The MoonshotScore rates PMMBF's growth potential on a scale of 0-100 across multiple factors including innovation, market disruption, financial health, and momentum.
Leadership: J. Scott Burrows
CEO
J. Scott Burrows serves as the CEO of Pembina Pipeline Corporation, managing a workforce of 2997 employees. His career reflects extensive experience in the energy sector, with a focus on strategic leadership and operational excellence. He has held various executive positions within Pembina, contributing to the company's growth and strategic direction. His expertise spans across pipeline operations, infrastructure development, and financial management. Burrows is known for his commitment to safety, sustainability, and stakeholder engagement.
Track Record: Under J. Scott Burrows' leadership, Pembina Pipeline Corporation has focused on expanding its integrated midstream asset base and enhancing its service offerings. Key achievements include the successful completion of major pipeline projects and strategic acquisitions that have strengthened the company's market position. Burrows has also emphasized operational efficiency and financial discipline, contributing to Pembina's consistent profitability and dividend payments.

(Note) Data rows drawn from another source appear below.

PR #16224, opened 2023-02-09
support vault auth config for alicloud ca provider

eikenb:
Add support for using existing vault auto-auth configurations as the provider configuration when using Vault's CA provider with AliCloud.

AliCloud requires 2 extra fields to enable it to use STS (it's preferred auth setup). Our vault-plugin-auth-alicloud package contained a method to help generate them as they require you to make an http call to a faked endpoint proxy to get them (url and headers base64 encoded).

### PR Checklist

* [X] updated test coverage
* [x] ~external facing docs updated~ (not doing on purpose)
* [X] not a security concern


agent/connect/ca/provider_vault_auth_alicloud.go
```diff
@@ -0,0 +1,44 @@
...
+
+import (
+	"fmt"
+
+	"github.com/aliyun/alibaba-cloud-sdk-go/sdk/auth/credentials/providers"
+	"github.com/hashicorp/consul/agent/structs"
+	"github.com/hashicorp/vault-plugin-auth-alicloud/tools"
+)
+
+func NewAliCloudAuthClient(authMethod *structs.VaultAuthMethod) (*VaultAuthClient, error) {
```
cthain, line 11: There is no `legacyCheck` here like there is for the other auth methods. Will this break backwards compatibility for configurations using the `/login` API directly?

cthain (commented):
Looking good. I left a couple of minor suggestions/comments.

agent/connect/ca/provider_vault_auth_alicloud.go
```diff
@@ -0,0 +1,44 @@
...
+	if _, ok := authMethod.Params["role"].(string); !ok {
```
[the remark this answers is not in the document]
eikenb: Good idea. Thanks!

agent/connect/ca/provider_vault_auth_alicloud.go
eikenb: The PMs don't think anyone is using Alicloud with mesh ATM and weren't even sure Alicloud was supported for Consul Mesh, but we had decided to go ahead and merge it as it seemed possible and the code was self contained.

I took the above to mean that backwards compatibility wasn't necessary for it, that we more wanted it there as a way forward. Does that make sense or do you think it'd be better to keep it in line with the others?

cthain: Ok, thanks for the explanation. I feel like if it's not too much work to include the `legacyCheck` that we should do it, even if no one's using this and it's just for consistency across all of our auth method implementations. I'll leave it up to you :+1:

PMMBF OTC Market Information
The OTC Other tier represents the lowest tier of the OTC market, indicating that Pembina Pipeline Corporation CUM PFD SER A 21 has not met the requirements for higher tiers like OTCQX or OTCQB. Companies in this tier may have limited financial disclosure or may not be current in their reporting obligations. Investing in companies on the OTC Other tier carries a higher degree of risk compared to those listed on major exchanges due to the potential for less transparency and regulatory oversight. This tier is often populated by shell companies, bankrupt entities, or companies with questionable business practices. Investors should exercise extreme caution and conduct thorough due diligence before investing in OTC Other securities.
- OTC Tier: OTC Other
- Disclosure Status: Unknown
- Limited financial disclosure increases the risk of investing in PMMBF.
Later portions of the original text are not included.